They arrived back in the south-west on Saturday afternoon.
Head instructor Frank McKenzie said the tour was an eye-opener.
“For me some of the highlights were interacting with clubs from other styles, especially in Asian countries Hong Kong and Singapore,” he said.
“I found them welcoming and happy to share their knowledge.
“Another highlight was training with Junior Lefevre in Belgium.
“We’d trained with him before on a previous tour in 2005. It was quite inspirational.
“The German crew, we were with them for six days and they had a jam-packed program.
“We had three sessions of Krav Maga, which was developed in Israel for the special forces and quite a few countries now use them for their police units.
“It’s very interesting and very valuable.”
Funakoshi Karate International leader Edwin Ward conducted Skype sessions from Canada with the group.
Ward is a 77-year-old South African who moved to Canada some three decades ago. “They were hard but good — you were glad when they were over,” McKenzie said.
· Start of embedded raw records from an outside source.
PR #52342, opened 2026-03-24
editor: Go to file from multibuffer in multibuffer pane, not in the active pane

timvermeulen:
Fixes a bug that caused multibuffer go-to-file actions (clicking a file name in an excerpt header, (double) clicking a line number) to open the file in the active pane, not necessarily in the multibuffer pane itself. The after behavior is more consistent with e.g. cmd-click to Go to Definition in a pane that isn't the active one.

Before:

https://github.com/user-attachments/assets/0f9a0166-b318-4bdd-9b30-0f77fb150172

After:

https://github.com/user-attachments/assets/edf9c80e-c668-4afe-a343-80a6d2d03552

I went with the minimal change, but it might make sense to merge the `pane_item_id: Option<EntityId>` and `split: bool` parameters, since the former is only relevant when `split` is `false`.

## Self-Review Checklist

Release Notes:

- Fixed a bug that caused multibuffer go-to-file actions to open the file in the active pane, not necessarily in the multibuffer pane itself

### DIFF
--- a/crates/editor/src/editor.rs
+++ b/crates/editor/src/editor.rs
@@ -24757,6 +24757,7 @@ impl Editor {
         Self::open_buffers_in_workspace(
             workspace.downgrade(),
             new_selections_by_buffer,
+            Some(cx.entity().entity_id()),
             split,
             window,
             cx,
@@ -24769,6 +24770,7 @@ impl Editor {
             Entity<language::Buffer>,
             (Vec<Range<BufferOffset>>, Option<u32>),
         >,
+        pane_item_id: Option<EntityId>,
         split: bool,
         window: &mut Window,
         cx: &mut App,
@@ -24782,7 +24784,9 @@ impl Editor {
                     let pane = if split {
                         workspace.adjacent_pane(window, cx)
                     } else {
-                        workspace.active_pane().clone()
+                        pane_item_id
+                            .and_then(|id| workspace.pane_for_item_id(id))
+                            .unwrap_or_else(|| workspace.active_pane().clone())
                     };
 
                     for (buffer, (ranges, scroll_offset)) in new_selections_by_buffer {
--- a/crates/editor/src/editor_tests.rs
+++ b/crates/editor/src/editor_tests.rs
@@ -67,7 +67,7 @@ use util::{
 };
 use workspace::{
     CloseActiveItem, CloseAllItems, CloseOtherItems, MultiWorkspace, NavigationEntry, OpenOptions,
-    ViewId,
+    SplitDirection, ViewId,
     item::{FollowEvent, FollowableItem, Item, ItemHandle, SaveOptions},
     register_project_item,
 };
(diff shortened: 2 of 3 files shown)


dinocosta (commented):
Thank you for the suggestion @timvermeulen ! 🙂

Although the changes look good to me, I'm going to reach out to the team and see if they're interested in merging this as I personally prefere the current implementation, as it allows the user to pick either:

1. Keep cursor in multibuffer, file opens in the same pane
2. Keep cursor in different pane, file opens in the focused pane but multibuffer is still visible

With these changes that would no longer be possible, so I'm unsure whether we want this, but I'll see what the team has to say. Thanks!

timvermeulen:
@dinocosta Totally! Thanks for that perspective, it didn't really occur to me before that the current behavior could actually be preferable to some, that's a valid point. Either way, the inconsistency with cmd-click is probably worth addressing one way or another 🙂

dinocosta:
@timvermeulen Thank you for the understanding! 🙂

I did chat with the team and we've reached the conclusion that we'd rather keep the behavior as is, thank you for suggesting this anyway!

> Either way, the inconsistency with `cmd-click` is probably worth addressing one way or another 🙂

Good point! Just to double-check, do you mean this following behavior?

* Using `cmd-click` on a file header will open a split pane for the file
* Using `cmd-click` on the line number will open the file in the active pane
* Using `cmd-click` on the symbol, to go to definition, will always open the file in the multibuffer's pane

timvermeulen:
> Good point! Just to double-check, do you mean this following behavior?

Yeah the third one, the `Go to Definition` action, though I didn't mean specifically in a multibuffer. It was the only other action that I could think of besides multibuffer navigation where clicking within a pane causes you to navigate somewhere, although I suppose there's a few, depending on how you count:

- opening a file from a multibuffer using either the line number or excerpt header, i.e. what this PR is about
- cmd-click on a symbol for `Go to Definition` (or cmd-shift-click for `Go to Type Definition`)
- clicking on a tab to open it (not in the editor, but technically still in the pane)
- clicking on a sticky scroll header to jump to that line

These are the ones that come to mind but maybe there are more, and maybe it's debatable if these should all count as the same thing 😄 Anyway, the last three actions all do the navigation in the pane where the click happens, not necessarily in the pane that's currently active, so that's why I was a bit quick to assume that multibuffer navigation not working this way would be considered a bug.

I suspect Zed users would find it counterintuitive if any of the last three actions did the navigation in the currently active pane in case the click was done in a pane other than the currently active one, but frankly I don't know, I haven't asked anyone 🙂 To me these four actions are roughly the same in terms of in which pane I'd personally expect the navigation to happen, hence the comment about making them more consistent with each other. But if you consider multibuffer navigation to be meaningfully different from the others such that it's preferable for the four actions to not behave consistently in this regard, that would be totally fair too!

Special mention for opening a file by clicking on it in the Project Panel: that's also a click that causes the active pane to navigate somewhere, rather than the navigation happening where the click was. I didn't include it in the list because the Project Panel isn't an editor pane so the navigation couldn't possibly happen there, but still it's a noteworthy example of a navigation action triggered by a mouse click that always uses the active pane.

timvermeulen:
Closing this for now, but feel free to let me know your thoughts on the above if you have any!

dinocosta:
@timvermeulen Thank you for the write-up and sorry for the late reply, was out off office for the past month! 🙂

Reviewing the scenarios you shared, I think there's only two that I think are worth trying to update, namely, the difference in behavior between clicking and cmd-clicking a file header and a line number in a multibuffer.

Right now, this is the behavior I'm seeing:

* Using a `click` in the file header opens the file in the active pane
* Using a `cmd-click` in the file header opens the file in the pane to the right of the active one, creating a new pane if already at the right-most pane
* Using a `click` in the line number opens the line in the active pane
* Using a `cmd-click` in the line number opens the line in the active pane, so `cmd` has no effect on this one

If you're up for it, I believe it might be interesting to explore updating the latter case, when a user is holding `cmd` when the line number is clicked, in order to behave the same as the file header case. That is, if an user is holding `cmd` when they click a line number in a multibuffer, we'd open the file at that line in a pane to the right of the active one, just like in the case of a file header.

As for the other scenarios, here's my thoughts:

* The `editor: go to definition` action already requires the user hold `cmd` in order to be able to click, so there's no an alternative click version to consider
* For both tabs and sticky scroll headers, I don't think we want to consider even introducing a different behavior when the user is holding `cmd`

Hope that helps and let me know if you'd be interested in opening that Pull Request. Thanks! 🙂

PR #52347, opened 2026-03-24
Add hidden model filtering to agent model selectors

ljt019:
## Context

This adds support for hiding models from the agent model selectors. 

Zed already supports favoriting models, but there is not currently a way to reduce noise in the model list that largely shows old/less frequently used models. This change adds a 'hidden_models' setting for both built-in language models and ACP/custom agent servers, and filters those models out of the corresponding selectors.

This behavior is intentionally simple, this pr does not add any new ui and must be configured within the settings file, I'm open to adding UI for it if you guys want though :)

## Self-Review Checklist

## Release Notes:

- Added support for hiding models from agent model selectors via `hidden_models` settings.


benbrandt:
Hey thanks for reaching out but I think this adds some complexity I'd need to think about and the PR is older and we don't have a ton of people asking for this right now, so going to close

ljt019:
> Hey thanks for reaching out but I think this adds some complexity I'd need to think about and the PR is older and we don't have a ton of people asking for this right now, so going to close

Well let me know, I did my best to keep it up to date so it wasn't stale. I kept it out of adding any ui with the feature so it wouldn't complicate things much, it's almost an exact copy of the favorite code just hides instead, and I'm happy to make any adjustments if you change your mind in the future.

It's really frustrating seeing a huge wall of models I never use, and I know I've seen issues and discussions, albeit not super popular like you said asking for this feature.

PR #55096, opened 2026-04-28
git: Force delete local branches from picker

jakeleventhal:
## Summary

There's an annoying issue where many local branches that I want to delete (but not on the remote) require me to view the error log pop up, then see that I must first delete the branch. This will just opt to delete it.

- Force branch picker deletion of local branches with `git branch -D`, so unmerged local branches can be removed.
- Preserve remote-tracking branch deletion with lowercase `-d` and keep user-facing command text in sync.

## Test Plan

- `cargo fmt --check`
- `git diff --check`
- `cargo test -p git test_delete_local_branch_forces_deletion`
- `./script/clippy -p git -p project -p git_ui`

Release Notes:

- Fixed branch picker deletion for local branches that require force deletion.

### DIFF
--- a/crates/git/src/repository.rs
+++ b/crates/git/src/repository.rs
@@ -2043,7 +2043,7 @@ impl GitRepository for RealGitRepository {
         self.executor
             .spawn(async move {
                 git_binary?
-                    .run(&["branch", if is_remote { "-dr" } else { "-d" }, &name])
+                    .run(&["branch", if is_remote { "-dr" } else { "-D" }, &name])
                     .await?;
                 anyhow::Ok(())
             })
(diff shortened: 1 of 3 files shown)


jakeleventhal:
@cla-bot check

marcogroot:
Made another PR similar to this with local testing, and adding as a setting instead of the default. Closed it since this was made earlier and will see feedback for this, but can re-open it if its the preferred method.
https://github.com/zed-industries/zed/pull/55138

smitbarmase:
Thanks, closing this as there is an internal PR we are working on which lets you opt in to force delete rather than changing the default delete behavior.

PR #55127, opened 2026-04-29
agent_ui: Insert dropped file links at the cursor

### LINKED ISSUE #55002: Dragging a file into an agent thread inserts the file link at the end of the composer instead of at the cursor
### Reproduction steps

1. Open an agent thread in Zed using an ACP/SCP-style external agent chat.
2. Type a prompt in the composer and place the text cursor in the middle of the existing text.
3. Drag a file from the Project Panel / file tree into the composer.
4. Drop it where the cursor is expected to receive the file reference.

Current behavior:
When the file is dropped into the composer, Zed appends the inserted file reference to the very end of the message instead of inserting it at the current caret position.

Expected behavior:
The dropped file reference should be inserted exactly at the current cursor position in the composer, so drag-and-drop can be used inline while writing a prompt.

### Why this is a problem

This makes drag-and-drop in the agent composer frustrating for prompts that are already partially written, because the inserted file reference has to be cut and pasted back into the intended location.

### Notes

- The issue is specifically about dragging a file from the file tree / Project Panel into the agent chat composer.
- This was observed in the agent chat interface used with external agents.
- I searched existing issues before filing and did not find a matching report for this exact caret-position behavior.

saberoueslati:
## Context

Dragging a file from the Project Panel into the agent composer was appending the generated file mention to the end of the prompt instead of inserting it at the active caret position. This change routes dragged file insertion through the same caret-based mention insertion path already used for pasted external paths, so dropped file and directory mentions are inserted inline where the user is typing.

Closes #55002

Video of the manual test below :

[Screencast from 2026-04-29 01-13-59.webm](https://github.com/user-attachments/assets/9d2196fb-accd-4f4a-a9c0-0ce45b212121)

## How to Review

- [crates/agent_ui/src/message_editor.rs](/home/saber/coding/zed/crates/agent_ui/src/message_editor.rs) removes the separate end-of-buffer insertion mode from `insert_mention_for_project_path`, updates `insert_dragged_files` to use the shared caret-based insertion flow, and adds regression tests covering single-file and multi-file drag insertion order at the cursor. The existing paste-at-cursor behavior remains covered by the pre-existing test in the same module.

## Self-Review Checklist

Release Notes:

- Fixed dragged file mentions in the agent composer being appended to the end of the prompt instead of inserted at the cursor


Veykril (approved):
Thanks!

“Six or seven of us in small dojo (did some sessions) and then the whole group did a three-hour session with him from Germany.
“We broke it into six half-hour blocks and took it a step at a time.”
Warrnambool contested an international karate championship in Belgium.
It attracted 180 competitors from Australia, New Zealand, Germany, Belgium and South Africa.
Warrnambool contested 27 of the 40 divisions, receiving nine firsts, eight seconds and 17 thirds.
It scored three trifectas — Chris Naidoo, Peter Conroy, Jillian Cole and Peter Moore (35-plus DHN grades mixed), Hamilton Crusaders, Hard Target and Sunrise (junior team kata), Jillian Cole, Simone Rolfe and Sarah Irving (35 years women two-minute).
Simon Young, Jace Nepean, Victoria Kelly and Cherryl Naidoo all won individual titles.
McKenzie said the group’s itinerary was jam-packed.
“Half was karate-related and the rest was sightseeing,” he said.
“Each place we visited we did a half-day city tour so you got to see the highlights. We visited quaint cities with history and a castle or two.”